Producción testimonial y ventas

Frente al peso de las importaciones, la producción nacional continúa siendo muy limitada. El estudio cifra la superficie de olivar en más de 800 hectáreas, concentradas en el estado de Rajasthan, donde se cultivan siete variedades distintas. La producción no supera las 150 toneladas, lo que convierte a India en un mercado claramente dependiente del suministro exterior. Además de Rajasthan, la Misión Nacional sobre Aceites Comestibles identifica a Cachemira, Gujarat, Himachal Pradesh y Punjab como zonas con potencial para el desarrollo del cultivo. 

En 2025, las ventas minoristas de aceite de oliva alcanzaron los 170 millones de euros, lo que representa un crecimiento del 13,4% en valor respecto al año anterior. Se espera que para 2030 esta cifra supere los 220 millones, lo que representará un crecimiento en el valor superior a la media del mercado (3,4%), marcado por el efecto de premiumización del producto.

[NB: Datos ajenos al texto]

PR #5363, opened 2025-09-18
CI: Don't use self-hosted runner on forks

KrystalDelusion:

A few of the CI jobs use the YosysHQ self-hosted runner.  If someone makes a fork of Yosys (and enables actions), these jobs will be queued waiting for a self-hosted runner that probably doesn't exist (and if it does exist, it won't have the necessary configurations to be able to actually run Verific, which is generally what the YosysHQ self-hosted runner is used for).

Jobs targeting the self-hosted runner should only run if `github.repository == 'YosysHQ/Yosys'`.  This prevents the job from being queued on a fork entirely, without affecting PRs to this repo.

This PR is coming from a fork.  The self-hosted jobs should run for this PR, but not on the fork.

### DIFF
--- a/.github/workflows/prepare-docs.yml
+++ b/.github/workflows/prepare-docs.yml
@@ -26,7 +26,7 @@ jobs:
     # docs builds are needed for anything on main, any tagged versions, and any tag
     # or branch starting with docs-preview
     needs: check_docs_rebuild
-    if: ${{ needs.check_docs_rebuild.outputs.should_skip != 'true' }}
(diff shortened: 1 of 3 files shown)


widlarizer:
I think we also want this for `.github/workflows/update-flake-lock.yml`

mmicko (approved):
Looks good to me. Feel free to merge

KrystalDelusion:
@mmicko can you double check the changes for the other files look fine?  Specifically that `version.yml` now uses the same style of `if: github.repository` at the job level instead of the steps that bump/push the change, and that `wheels.yml` is okay to `build_wheels` but `upload_wheels` checks the repo.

5 oportunidades para el aceite de oliva 

El estudio de ICEX concluye que India ofrece un amplio recorrido para el crecimiento del aceite de oliva, apoyado en una combinación de factores económicos, demográficos y comerciales que pueden reforzar la posición de España como principal proveedor del país. 

Entre las oportunidades, el informe destaca las siguientes:

Acuerdo de Libre Comercio entre la Unión Europea e India, actualmente en negociación, cuya entrada en vigor supondría una reducción de los aranceles aplicados al aceite de oliva y transformaría la competitividad del producto español frente a otros aceites vegetales y a los suministradores de terceros países. 

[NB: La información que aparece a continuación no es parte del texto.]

PR #5368, opened 2025-09-20
Gowin. Renaming inputs of the DCS primitive.

yrabbit:
The dynamic clock selection (DCS) primitive has undergone changes with the release of the GW5A series—the CLK0,1,2,3 inputs are now CLKIN0,1,2,3, but only for GW5A series chips.

There are no functional changes, only renaming.

Here we are transferring the description of the DCS primitive from general to specialized files for each chip series.

We have also fixed a bug in the generation script that caused the loss of primitive parameters. Fortunately, this only affected the analog-to-digital converter, which has not yet been implemented.

Testing: in the apicula/examples directory, run `make clean; make`.

The entire compilation should complete without errors. This will test the pre-GW5A chips, DCS for the new series under development, and this PR is part of it.

### DIFF
--- a/techlibs/gowin/cells_sim.v
+++ b/techlibs/gowin/cells_sim.v
@@ -1959,14 +1959,6 @@ parameter REGULATOR_EN = 1'b0;
 endmodule
 
 (* blackbox *)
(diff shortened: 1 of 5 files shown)


yrabbit:
Pages from the Gowin IDE 1.9.1003 documentation. On the left for pre-GW5, on the right for GW5.
dcs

Auge del quick-commerce, una nueva vía de acceso al consumidor indio. Este canal de venta rápida representa una barrera de entrada más baja para las marcas españolas, permitiéndoles ganar visibilidad y llegar a un público urbano cada vez más acostumbrado a realizar compras inmediatas a través de plataformas digitales. 

Posicionamiento del aceite de oliva virgen extra como un alimento saludable y de calidad. Frente al creciente desarrollo de los aceites funcionales o blended, el virgen extra mantiene una imagen asociada a la dieta saludable y a la prevención de enfermedades, un atributo que el estudio considera diferencial para impulsar su consumo. 

Crecimiento de la clase media urbana, que constituye la principal base de consumidores potenciales, refuerza además las expectativas de expansión del mercado. El aumento del poder adquisitivo y la incorporación de hábitos alimentarios más saludables favorecen la introducción de productos de mayor valor añadido como el aceite de oliva. 

Incremento de las prescripciones médicas que recomiendan el consumo de aceite de oliva para la prevención y el tratamiento de enfermedades cardiovasculares. Según recoge ICEX, esta mayor concienciación sobre los beneficios para la salud está contribuyendo a consolidar el aceite de oliva como un producto cada vez más reconocido entre los consumidores indios, abriendo nuevas oportunidades para las empresas exportadoras españolas.